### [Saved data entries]
PR #188, opened 2021-10-28
Handle nonstandard kind parameter in type analysis

raehik:
Re note made by @poppysingleton earlier today.

There's some nonstandard syntax for defining a type's kind:

```fortran-free-form
INTEGER x*8
```

That's actually syntax that should only be used for `CHARACTER`s, and indicates their length. It should be invalid syntax for non-`CHARACTER` types. I'm unsure how nonstandard it is -- gfortran supports many nonstandard syntactic features, but I can't get it to accept this one.

Previously we prompted with a warning during type analysis. With this changeset, we assume it's the nonstandard kind syntax and prompt with an altered warning, then continue with it replacing any other kind parameter. Also adds a bunch of tests covering the main cases too.

### DIFF
--- a/fortran-src.cabal
+++ b/fortran-src.cabal
@@ -162,6 +162,7 @@ test-suite spec
       Language.Fortran.Parser.Fortran66Spec
       Language.Fortran.Parser.Fortran77.IncludeSpec
       Language.Fortran.Parser.Fortran77.ParserSpec
+      Language.Fortran.Parser.Fortran90PlusCommon
       Language.Fortran.Parser.Fortran90Spec
       Language.Fortran.Parser.Fortran95Spec
       Language.Fortran.Parser.UtilsSpec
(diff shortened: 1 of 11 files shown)


raehik:
fortran-vars includes the following test:

```fortran-free-form
INTEGER x*8(2)
```

This parses and gives the correct type. But fortran-src fails at parsing. It's down to the differences between the F77 parser (that fortran-vars uses) and the F90 (that I'm primarily testing on fortran-src). I'm about to add it to the rest of the parsers, but I'll try to confirm proper usage via specs first.

raehik:
Re above: Adding the nonstandard case to the F90 parser introduces 2 S/R conflicts, and I can see why (`EXPRESSION -> DATA_REF -> PART_REF` rule uses similar syntax). However, the tests pass. A safer fix could be to limit to integer literals in that case, which doesn't cause S/R conflicts.

raehik:
I think I'm actually for the integer lits-only change. Since this is nonstandard syntax anyway, and our F9X parsers are a lot more conforming than F66 and F77 (which had much less specified up front).

raehik:
I got it wrong, S/R conflicts are OK! Unlikely to cause parsing distress. As discussed with @dorchard , amending the rest of the parsers & merging

PR #189, opened 2021-11-02
CI: create & upload sdist, Haddocks

raehik:


raehik:
See https://github.com/camfort/camfort/pull/147 .

PR #193, opened 2021-11-17
parse REAL literals to convenient form

raehik:
We decompose REALs to their respective parts (significand & exponent),
but keep the numeric parts as strings to allow the user to select how to
represent the value. Along with a printer and parser, we also export a
"reader" to convert parsed REAL literals to any compatible Fortran type,
so for most uses users will only need that function to turn a Fortran
REAL literal into a Haskell value. (Previously, everyone had to
implement their own parsing.)


raehik:
This e.g. lets [Camfort](https://github.com/camfort/camfort/blob/2f5ac9a478116ae8c7aa2a5e079b81aa58988e45/src/Language/Fortran/Model/Translate.hs#L682) support the various Fortran-style real literals (instead of trying to read as a Haskell real), and [fortran-vars](https://github.com/camfort/fortran-vars/blob/e6db60bcd48ccf49f3de1cde584117f6a0c5f03f/src/Language/Fortran/Vars/Operation.hs#L49) not do any extra parsing work.

raehik:
@dominic would you be able to give this a quick look over? I'll bring it on Mon otherwise. It's largely adapted from some other code I wrote before but now gets called during parsing (actually, during lexing for free form, parsing for fixed form -- I stuck with the existing patterns)

raehik:
Oops, I'd already said I wasn't around Monday. I'm preparing other changes around this so it can all merge quick and smooth when we've discussed it.

raehik:
Discussed, giving it a merge.

PR #194, opened 2021-11-18
add early BOZ constant parsing, separate constructor

raehik:
In the same vein as #193 , we do what we can for BOZs as early as possible.

Thoughts and notes:

  * BOZs are now placed in their own constructor, but get parsed identically, which means they are alternatives in the `INTEGER_LITERAL` rule (in most of the parsers).
  * Could do a few more tests.
  * No special support for them in the rest of the codebase. If we're to follow the later Fortran standards, BOZ constants are untyped bitstrings, and their behaviour is pretty much all explicit rules like "works like this in this intrinsic function". Could check what fortran-vars deems useful if they have any relevant eval rules!

### DIFF
--- a/CHANGELOG.md
+++ b/CHANGELOG.md
@@ -3,21 +3,25 @@
     (thanks @envp) #179
   * CI builds on Mac; more release automation #181 #189
   * Handle nonstandard kind parameter in parsing & type analysis #188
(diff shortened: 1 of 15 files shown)


raehik:
Discussed. There's more code to consider adapting from fortran-vars for handling BOZs -- getting the AST change out of the way makes future changes easier, so merging.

### [WHAT IS NEEDED]
Show all lines above holding the word "early".

### [SOLUTION TO THIS EXERCISE]
add early BOZ constant parsing, separate constructor
In the same vein as #193 , we do what we can for BOZs as early as possible.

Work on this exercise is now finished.